Inwiefern würden Sie sagen, dass Unternehmen gut daran tun, sich aktuell auf ­bestimmte Weltregionen zu konzentrieren – und andere noch zu meiden?

Das kommt immer auf das einzelne Land an. Grob kann man aber sagen: In Lateinamerika ist das BIP der Region 2020 deutlich stärker eingebrochen als im weltweiten Durchschnitt. Mit einer raschen Erholung ist nicht zu rechnen. In der Region GUS/Südosteuropa erreichen die Volkswirtschaften voraussichtlich noch in diesem Jahr das Vorkrisenniveau, teils dank großzügiger Mittel der EU, teils dank gestiegener Rohstoffpreise. In Asien werden im Schnitt hohe Wachstumsraten prognostiziert, die Coronaausbreitung haben viele Länder im Griff, und es wird rege in Zukunftsindustrien investiert. Die Region ist im vergangenen Jahr für den deutschen Außenhandel noch wichtiger geworden, und das dürfte so bleiben.

Können Sie Beispiele nennen?

In Asien stehen China, Südkorea, Taiwan, Japan und Vietnam besonders gut da. Taiwan und Südkorea sind beispielsweise bislang durch ihr Krisenmanagement ohne vergleichbar harte Einschränkungen mit niedrigen Ansteckungszahlen durch die Krise gekommen und wachsen kräftig. Für Unternehmen aus dem Bereich erneuerbare Energien sind in Südamerika insbesondere die Anden­region und Brasilien vielversprechende Märkte.

Und in welchen Branchen geht es schon wieder aufwärts?

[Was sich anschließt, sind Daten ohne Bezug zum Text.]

PR #2011, opened 2024-07-25
Command to check migrations with prod data

Sepehr-Sobhani:
Part of [ISSUE 2012](https://github.com/bcgov/cas-registration/issues/2012)


dleard (approved):
:shipit: We tested this together & it works. This is a really nice check to have that enables us to have confidence in our prod migrations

Das verarbeitende Gewerbe ist trotz allem gut durch die Krise gekommen. Der deutsche Maschinenbau und die deutsche elektrotechnische Industrie können von massiven Konjunkturpaketen wie in den USA und den daraus folgenden Investitionen profitieren. In Zentralasien und Osteuropa etwa boomt die Bau- und Baustoffindustrie durch Infrastruktur- und Konnektivitätsprojekte. Die Chemieindustrie profitiert von der gestiegenen Rohstoffnachfrage in Russland. Auch Unternehmen, die bereits stark auf Automatisierung, Digitalisierung und Robotik gesetzt hatten, konnten die Krise besser meistern. Die ­Investitionen in diesen Bereichen dürften daher kräftig wachsen. Das betrifft neben der Produktion etwa Logistikzentren und Lager, aber auch Dienstleistungen wie Gesundheit oder das Hotel- und Gastgewerbe. Auch der Absatz an digitalen Endgeräten ist massiv gestiegen. In diesen Bereichen wird investiert werden, wie auch in die Produktion der dafür dringend benötigten Halbleiter. Chipwerke werden nicht mehr nur in China, Südkorea und Taiwan gebaut, sondern in Südostasien, Indien, den USA – und der EU.

Kehren wir im Welthandel nach Corona zurück zum Business as Usual oder werden sich Dinge grundsätzlich verändert haben?

Um das zu beurteilen, ist es noch sehr früh. Absehbar ist aber, dass die massiven Corona-Hilfsprogramme vieler Länder noch lange nachhallen werden – etwa, wo sie gezielt Zukunftstechnologien fördern und so steuernd in die Wirtschaft eingreifen. Auch der unterschiedliche Umgang einzelner Länder mit der Pandemie könnte dazu führen, dass wir noch intensiver über den Wettstreit der Systeme debattieren werden: wie der freien Marktwirtschaft oder dem Staatskapitalismus. Nicht zuletzt könnte die Pandemie sich langfristig auf den Freihandel auswirken. Es hat viele Handelsbeschränkungen, aber auch -erleichterungen gegeben.